Priming of the immune response to Respiratory Syncytial Virus takes place in the lung in CCR7−/− mice

Chemokine receptor CCR7 is expressed on naïve T cells and is responsible for their trafficking into secondary lymphoid tissue to sample antigen. Conversely, CCR7 is upregulated on dendritic cells (DCs) upon antigen uptake and activation, permitting maturation and migration of DCs to the lymph nodes to prime T cell responses.
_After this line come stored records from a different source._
PR #5463, opened 2026-08-21
demo: cabal build

djarabek:
Notes:
- `cabal build all`, `cabal test all` and `cabal run <example>` all work
- the `.cabal` files are currently just the hpack ones generated by stack
- `code/scripts/patch_stackage_cabal.sh` downloads and patches the appropriate cabal config file from stackage. Currently the only thing that needs to be patched is removing the constraint on the `template` package as we have a local package named template.

Contributes to: #5160


balacij:
One thing I was really hoping for with #5160 was to merge the `.cabal` files. That way we can use [cabal stanzas](https://vrom911.github.io/blog/common-stanzas) to further deduplicate the `.cabal` files. I think we should focus on that.

EDIT: So, I don't think we should pursue this PR.

PR #5464, opened 2026-08-21
Demo: UID namespacing playground

djarabek:
By uncommenting the various `*Ns` functions, you can play around with what happens when UIDs of certain chunk types are guaranteed to be unique.


JacquesCarette:
Do you have an example run stashed away somewhere?

Issue #4956, opened 2026-05-06
GOOL: fix lambdas and function types for C++ and Java


B-rando1:
TIL that GOOL lambda expressions are never used, other than within some of the renderers as part of implementing other expressions.

I added a test to `HelloWorld.hs` that creates a lambda and stores it in a variable, then calls it and prints the output. Lo and behold, it's broken for C++ and Java. There are a few issues:

### Empty type for lambda variables

In Java and C++, declaring a variable with a function type prints nothing for the type. E.g. in C++ you get `myLambda = ...` instead of `auto myLambda = ...`.

- This is fairly easy to fix in C++ (at least for declaring variables): from a quick look around, the most idiomatic way to type a lambda abstraction is to give it the `auto` type and let the compiler figure it out.
- In Java this would be a bit of a pain. Lambdas need to have a type that is a "Functional Interface", basically a class with a single method that is instantiated by the body of the lambda. There are a few preset interfaces in [java.util.function](https://docs.oracle.com/javase/8/docs/api/java/util/function/package-summary.html), but the specific interface to use depends on how many inputs and outputs the lambda has, and there aren't interfaces for arbitrary numbers of input parameters. There are two possible routes we could take to work through this:
  - The more idiomatic way is to use the best interface for our needs. If the interface is in `java.utils.function`, we use that. If it isn't, then we generate an interface for it. This should technically be possible in GOOL, but it would be a non-trivial project. I don't think it would be worth the effort, to be honest.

We sought to investigate the role of DCs and T cells deficient in CCR7 during a primary pulmonary viral infection caused by Respiratory Syncytial Virus, a negative strand RNA virus that can cause severe complications in infants and immunocompromised individuals. We found that CCR7−/− mice had significantly elevated numbers of CD69+ CD4+ and CD8+ T cells in the lung. Consistent with this, expression of the Th2 cytokines IL‐4 and IL‐13, as well as the Th1 cytokine, IFNg, was upregulated in CCR7−/− mice. When we assayed for DC recruitment, we found significantly higher numbers of CD11b+CD11c+ cells in the lungs of CCR7−/− mice. Upon histological evaluation, the airways of CCR7−/− mice exhibited considerable mucus accumulation in the airways compared to WT. In accord with this, RT‐PCR for the mucus inducing genes, muc and gob5a, were highly upregulated in CCR7−/− mice. In the lymph node, however, total cellularity was decreased, suggesting that the immune response to RSV may be mediated locally in the lung by DCs and T cells that are unable to migrate properly in the absence of CCR7.